Copy the data that follows, exactly and completely.

== Entries shown ==

PR #1444, opened 2023-11-03
Speed up `cidr_expansion` by firing the update-status hooks more often

addyess:
Adding a context loop to change the update-status hook retries rather than the default 5m

* drive-by upgrade of juju
* drive-by fix deprecation warning


mateoflorido (approved):
Great, LGTM!

PR #51, opened 2026-05-01
Fix stop-button cancellation on Windows (use taskkill /F /T)

bdraco:
## Summary

The POSIX stop-button path uses `os.getpgid` / `os.killpg` / `signal.SIGKILL` to take down the whole `esphome → platformio → gcc` subtree. None of those exist on Windows, so hitting Stop during a compile on Windows would crash the firmware controller with `AttributeError` instead of cancelling the build.

`_terminate_current_process` now branches on `sys.platform`:

- **POSIX**: unchanged — SIGTERM the process group, wait the grace window, escalate to SIGKILL on the group.
- **Windows**: shell out to `taskkill /F /T /PID <pid>`. `/T` walks the kernel's parent-PID tree, `/F` is the forceful equivalent of SIGKILL. There's no useful polite stage on Windows — non-GUI processes ignore `WM_CLOSE` / `CTRL_BREAK_EVENT` — so we go straight to the forceful kill. If `taskkill` is missing or hangs, fall back to `proc.kill()` so the runner loop can still finalise the job.

Follow-up to #48, which enabled the Windows CI matrix and skipped the POSIX-only test module on Windows. This PR fixes the actual production bug that the test was catching.

## Test plan

- [x] Existing POSIX integration test (`test_firmware_stop.py`) still passes on macOS / Linux.
- [x] New `tests/test_firmware_stop_windows.py` covers the Windows path: an integration test (spawn `python -c "time.sleep(60)"`, call `_terminate_current_process()`, assert it exits within 5s) and a unit test for the missing-taskkill fallback.
- [ ] Windows CI matrix entry passes the new tests (the Windows runner has `taskkill` on PATH by default).

### DIFF
--- a/esphome_device_builder/controllers/firmware.py
+++ b/esphome_device_builder/controllers/firmware.py
@@ -173,6 +173,9 @@ def _signal_process_group(pid: int, sig: int) -> bool:
     same group — ``killpg(getpgid(spawned_pid), sig)`` therefore
     targets the build subtree without touching us.
 
+    POSIX-only — ``os.getpgid`` / ``os.killpg`` don't exist on Windows.
+    The Windows path goes through ``_terminate_subtree_windows`` instead.
+
     Falls back gracefully:
     * ``ProcessLookupError`` — the process already exited; nothing to do.
     * ``PermissionError`` — we lost the right to signal it; treat as a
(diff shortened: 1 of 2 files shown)


bdraco:
Addressed all three Copilot review comments in 080f74e:

1. **Direct `asyncio.create_subprocess_exec`** — switched the `taskkill` spawn to the package's `helpers.subprocess.create_subprocess_exec` wrapper, so `close_fds=False` is applied. The guard test in `test_subprocess_helper.py` now passes against the new code.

===

Output below
PR #1444, opened 2023-11-03
Speed up `cidr_expansion` by firing the update-status hooks more often

addyess:
Adding a context loop to change the update-status hook retries rather than the default 5m

* drive-by upgrade of juju
* drive-by fix deprecation warning


mateoflorido (approved):
Great, LGTM!

PR #51, opened 2026-05-01
Fix stop-button cancellation on Windows (use taskkill /F /T)

bdraco:
## Summary

The POSIX stop-button path uses `os.getpgid` / `os.killpg` / `signal.SIGKILL` to take down the whole `esphome → platformio → gcc` subtree. None of those exist on Windows, so hitting Stop during a compile on Windows would crash the firmware controller with `AttributeError` instead of cancelling the build.

`_terminate_current_process` now branches on `sys.platform`:

- **POSIX**: unchanged — SIGTERM the process group, wait the grace window, escalate to SIGKILL on the group.
- **Windows**: shell out to `taskkill /F /T /PID <pid>`. `/T` walks the kernel's parent-PID tree, `/F` is the forceful equivalent of SIGKILL. There's no useful polite stage on Windows — non-GUI processes ignore `WM_CLOSE` / `CTRL_BREAK_EVENT` — so we go straight to the forceful kill. If `taskkill` is missing or hangs, fall back to `proc.kill()` so the runner loop can still finalise the job.

Follow-up to #48, which enabled the Windows CI matrix and skipped the POSIX-only test module on Windows. This PR fixes the actual production bug that the test was catching.

## Test plan

- [x] Existing POSIX integration test (`test_firmware_stop.py`) still passes on macOS / Linux.
- [x] New `tests/test_firmware_stop_windows.py` covers the Windows path: an integration test (spawn `python -c "time.sleep(60)"`, call `_terminate_current_process()`, assert it exits within 5s) and a unit test for the missing-taskkill fallback.
- [ ] Windows CI matrix entry passes the new tests (the Windows runner has `taskkill` on PATH by default).

### DIFF
--- a/esphome_device_builder/controllers/firmware.py
+++ b/esphome_device_builder/controllers/firmware.py
@@ -173,6 +173,9 @@ def _signal_process_group(pid: int, sig: int) -> bool:
     same group — ``killpg(getpgid(spawned_pid), sig)`` therefore
     targets the build subtree without touching us.
 
+    POSIX-only — ``os.getpgid`` / ``os.killpg`` don't exist on Windows.
+    The Windows path goes through ``_terminate_subtree_windows`` instead.
+
     Falls back gracefully:
     * ``ProcessLookupError`` — the process already exited; nothing to do.
     * ``PermissionError`` — we lost the right to signal it; treat as a
(diff shortened: 1 of 2 files shown)


bdraco:
Addressed all three Copilot review comments in 080f74e:

1. **Direct `asyncio.create_subprocess_exec`** — switched the `taskkill` spawn to the package's `helpers.subprocess.create_subprocess_exec` wrapper, so `close_fds=False` is applied. The guard test in `test_subprocess_helper.py` now passes against the new code.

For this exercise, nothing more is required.